Jacinta fue desatada, empujada a un lado y obligada a unirse a los espectadores. El capataz ató a Tomasa. Su ropa fue rasgada, revelando la piel curtida y el mapa de cicatrices antiguas. El látigo de cuero trenzado cayó.

El primer chasquido seco resonó en el patio. El cuerpo de Tomasa se tensó, pero no emitió sonido. Un segundo golpe, y un tercero. La sangre comenzó a brotar, dibujando surcos rojos que se cruzaban. Jacinta observaba, con los puños apretados y el terror helado recorriéndola. El Coronel miraba con fría observancia. Ocho. Nueve. La espalda de Tomasa era una masa de carne lacerada.

Al décimo y último azote, el impacto fue brutal. La resistencia de Tomasa finalmente se rompió. Su cabeza se inclinó y su cuerpo se desplomó inconsciente, sostenido solo por las cuerdas. El Coronel hizo un gesto. El capataz la desató, dejándola caer al suelo como un fardo. Dos hombres la levantaron y la arrastraron, inerte, hacia los jacales.

El anochecer se cernía sobre la hacienda cuando Jacinta corrió al oscuro jacal. Encontró a su madre arrojada en el suelo de tierra. La escasa luz de la luna que se filtraba por la única abertura revelaba la espalda de Tomasa, una masa desgarrada.

Jacinta trabajó incansablemente bajo esa luz tenue. La noche se deslizó lentamente, marcada solo por los débiles gemidos de Tomasa. Una fiebre insidiosa comenzó a elevarse, y la infección, una amenaza constante, se abrió camino en las heridas abiertas. Jacinta limpió la sangre y el polvo con trapos húmedos, pero la fiebre no cedió. El cuerpo de Tomasa, que tanto había resistido, ardía al tacto.

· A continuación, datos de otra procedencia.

Issue #6708, opened 2023-05-30
Seems some users of a publisher gets emails much faster than others


sigurdm:
Could be that some emails fail and get retried...

isoos:
In the past month or two I have all emails delivered shortly after the publishing event, the huge delay seems to be gone now.

PR #6722, opened 2023-05-31
Move email sending outside of a Timer scope.

isoos:
#6708


jonasfj (approved):
I don't think this changes anything.

PR #6734, opened 2023-06-07
Use only a single browser for multiple user profiles.

isoos:


pkg/pub_integration/lib/src/headless_env.dart
```diff
@@ -9,43 +9,6 @@ import 'package:_pub_shared/validation/html/html_validation.dart';
...
-  Future<void> close() async {
-    while (_profiles.isNotEmpty) {
-      await _profiles.removeLast().close();
-    }
-  }
-}
-
 /// Creates and tracks the headless Chrome environment, its temp directories and
 /// and uncaught exceptions.
 class HeadlessEnv {
```
jonasfj, line 14: I'd love it if we could give this class a descriptive name.

Maybe, Just `HeadlessBrowser` or just `TestBrowser` or something?

pkg/pub_integration/test/fake_sign_in_test.dart
```diff
@@ -46,8 +46,8 @@ void main() {
       final browserSession = await fakeTestScenario.createAnonymousTestUser();
       String? firstSessionId;
       // sign-in page
-      await browserSession.withBrowserPage(
-        (page) async {
+      await browserSession.withBrowserPage((page) async {
+        {
           final rs = await page.gotoOrigin('/sign-in?fake-email=user@pub.dev');
```
jonasfj, line 51: Isn't the idea that `withBrowserPage` will return a browser instance that is already signed-in for the given user?

pkg/pub_integration/test/fake_sign_in_test.dart
```diff
@@ -46,8 +46,8 @@ void main() {
       final browserSession = await fakeTestScenario.createAnonymousTestUser();
```
jonasfj, line 46: This is a `user` object, right? Sorry -- if the variable name confuses me :D

jonasfj (approved):

pkg/pub_integration/lib/src/headless_env.dart
isoos: Well, it should be called `BrowserWithCoverageTrackingAndCustomResponses`, but I would rather have a shorter name. `TestBrowser` is closer than just `HeadlessBrowser`, so renaming it for now...

PR #6739, opened 2023-06-08
Reduce String->int[] conversion when caching dartdoc content from sandbox.

isoos:


jonasfj (approved):

app/lib/shared/handlers.dart
```diff
@@ -64,11 +64,12 @@ shelf.Response jsonResponse(
 }
 
 shelf.Response htmlResponse(
-  String content, {
+  Object /* String | List<int> */ content, {
```
jonasfj, line 67: We could also make two methods?

jonasfj (approved):

PR #6748, opened 2023-06-12
Preprocess dartdoc

jonasfj:


pkg/web_app/lib/src/autocompletion.dart
```diff
@@ -0,0 +1,52 @@
+// Copyright (c) 2023, the Dart project authors.  Please see the AUTHORS file
+// for details. All rights reserved. Use of this source code is governed by a
+// BSD-style license that can be found in the LICENSE file.
+
+import 'dart:async';
+import 'dart:html';
+
+final _widgets = {
+  'autocompletion': _createAutocompletionWidget,
```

Antes de que el sol volviera a castigar Zacatecas, el último y débil aliento escapó de los labios de Tomasa. Murió en el silencio de la madrugada, tal como había vivido.

Jacinta se quedó inmóvil en la oscuridad, el horror dando paso a un vacío helado. Afuera, la tierra reseca de la hacienda, que parecía no olvidar ninguna deuda, había absorbido la sangre del sacrificio. El amanecer llegó, pero para Jacinta, la luz se había extinguido para siempre.